Exercise =
As the answer, give a copy of each line below that includes the word "guicassolato".

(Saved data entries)

PR #232, opened 2023-08-22
default dynamic wasm rule data to empty string

guicassolato:
Sets the empty string as the default value for the counter qualifiers ("wasm data items") in the wasm config, to prevent the selectors that fail to select a value to invalidate the limit.

Ref.: https://github.com/Kuadrant/wasm-shim/pull/39#discussion_r1301663487

### DIFF
--- a/pkg/rlptools/wasm_utils.go
+++ b/pkg/rlptools/wasm_utils.go
@@ -245,7 +245,7 @@ func dataFromLimt(limitIdentifier string, limit *kuadrantv1beta2.Limit) (data []
 	data = append(data, wasm.DataItem{Static: &wasm.StaticSpec{Key: limitIdentifier, Value: "1"}})
 
 	for _, counter := range limit.Counters {
-		data = append(data, wasm.DataItem{Selector: &wasm.SelectorSpec{Selector: counter}})
+		data = append(data, wasm.DataItem{Selector: &wasm.SelectorSpec{Selector: counter, Default: common.Ptr("")}})
 	}
 
 	return data
--- a/controllers/ratelimitpolicy_controller_test.go
+++ b/controllers/ratelimitpolicy_controller_test.go
@@ -457,6 +457,7 @@ var _ = Describe("RateLimitPolicy controller", func() {
 					{
 						Selector: &wasm.SelectorSpec{
 							Selector: kuadrantv1beta2.ContextSelector("auth.identity.username"),
+							Default:  common.Ptr(""),
 						},
 					},
 				},
--- a/pkg/rlptools/wasm_utils_test.go
+++ b/pkg/rlptools/wasm_utils_test.go
@@ -10,6 +10,7 @@ import (
 	gatewayapiv1beta1 "sigs.k8s.io/gateway-api/apis/v1beta1"
 
 	kuadrantv1beta2 "github.com/kuadrant/kuadrant-operator/api/v1beta2"
+	"github.com/kuadrant/kuadrant-operator/pkg/common"
 	"github.com/kuadrant/kuadrant-operator/pkg/rlptools/wasm"
 )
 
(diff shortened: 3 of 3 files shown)


pkg/rlptools/wasm_utils.go
```diff
@@ -245,7 +245,7 @@ func dataFromLimt(limitIdentifier string, limit *kuadrantv1beta2.Limit) (data []
 	data = append(data, wasm.DataItem{Static: &wasm.StaticSpec{Key: limitIdentifier, Value: "1"}})
 
 	for _, counter := range limit.Counters {
-		data = append(data, wasm.DataItem{Selector: &wasm.SelectorSpec{Selector: counter}})
+		data = append(data, wasm.DataItem{Selector: &wasm.SelectorSpec{Selector: counter, Default: common.Ptr("")}})
```
eguzki, line 248: What if I set as counter `request.headers.My-Custom-Header-01` ?  All the requests not having that header will contribute to a single (limitador's internal hit counter)

guicassolato: Request that do not have that header are treated as requests that have that header with an empty value, therefore sharing the same counter. If what you want is to trigger or not trigger a limit based on the presence of a header, use a condition instead; not a counter qualifier.

eguzki: Indeed, what you say is correct, but I do not fully agree on this UX: if you set a counter based on a header, add a condition on the header existence. 

For me, adding a counter implicitly tells I **only** want to rate limit traffic that is qualified by the counter.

Task result =
guicassolato:
guicassolato: Request that do not have that header are treated as requests that have that header with an empty value, therefore sharing the same counter. If what you want is to trigger or not trigger a limit based on the presence of a header, use a condition instead; not a counter qualifier.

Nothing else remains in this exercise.